# Collected data:
PR #3718, opened 2026-07-28
Add `--purge` option to drop table CLI

jx2lee:
# Rationale for this change

PyIceberg already exposes `Catalog.purge_table`, but the CLI only supports dropping a table through `catalog.drop_table`.

This adds a `--purge` option to `pyiceberg drop table` so users can request the existing catalog purge behavior from the CLI. The default behavior remains unchanged: without `--purge`, the command still calls `catalog.drop_table`.

  ## Are these changes tested?

Yes.

- `make test PYTEST_ARGS="tests/cli/test_console.py -v -k 'drop_table'"`
- `uv run prek run ruff --files pyiceberg/cli/console.py tests/cli/test_console.py`
- `uv run prek run ruff-format --files pyiceberg/cli/console.py tests/cli/
  test_console.py`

# TASK ITEM:
Reproduce every line in the records above that contains the word "tests".

# REPLY:
- `make test PYTEST_ARGS="tests/cli/test_console.py -v -k 'drop_table'"`
- `uv run prek run ruff --files pyiceberg/cli/console.py tests/cli/test_console.py`
- `uv run prek run ruff-format --files pyiceberg/cli/console.py tests/cli/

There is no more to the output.